To do: In your answer, reproduce exactly the lines from the beginning of the listing below through the one containing "When an operator", and only those lines.

Task inputs:
*** Block opens ***

PR #683, opened 2026-02-27
fix: Add waitready command to verify cluster ready

### LINKED ISSUE #653: `microceph wait-ready` a way to wait for the microceph cluster untill it's up
In some CI runs (possibly be the strained ones) race conditions with sibling projects (LXD, MicroCloud) issuing commands before the cluster was ready to accept the operations. Refer to the [original issue](https://github.com/canonical/microcloud/issues/653).

johnramsden:
# Description

When an operator attempts to do something before the cluster is up they can receive unexpected failures because bootstrap is not finished or microcluster is not yet available. This can be particularly problematic in CI or scripting.

Add an additional subcommand (similar to lxd waitready) https://manpages.debian.org/unstable/lxd/lxd.waitready.1

To confirm the cluster is up we check for the microcluster daemon to be ready, and for ceph to be ready (ceph -s)

On failure we get a message like the following if we haven't bootstrapped for example:

```
microceph waitready --timeout 30
Error: ceph not ready: timed out waiting for Ceph to become ready: context deadline exceeded
```

Running the following you should expect it to wait before running status, and it should succeed

```
sudo microceph cluster bootstrap &
sudo microceph waitready
sudo microceph status
[1] 35966
MicroCeph deployment summary:
- microceph (10.56.203.112) Services: mds, mgr, mon Disks: 0
```

Also add --storage flag:

When --storage is passed, after daemon and monitor readiness, poll until enough OSDs are up to satisfy pool replication requirements.

The required count is max(pool.Size) across all pools, falling back to osd_pool_default_size if no pools exist.

Update GetOSDPools to accept a context allowing us to reuse functionality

*** Block closes ***

Written answer:
PR #683, opened 2026-02-27
fix: Add waitready command to verify cluster ready

### LINKED ISSUE #653: `microceph wait-ready` a way to wait for the microceph cluster untill it's up
In some CI runs (possibly be the strained ones) race conditions with sibling projects (LXD, MicroCloud) issuing commands before the cluster was ready to accept the operations. Refer to the [original issue](https://github.com/canonical/microcloud/issues/653).

johnramsden:
# Description

When an operator attempts to do something before the cluster is up they can receive unexpected failures because bootstrap is not finished or microcluster is not yet available. This can be particularly problematic in CI or scripting.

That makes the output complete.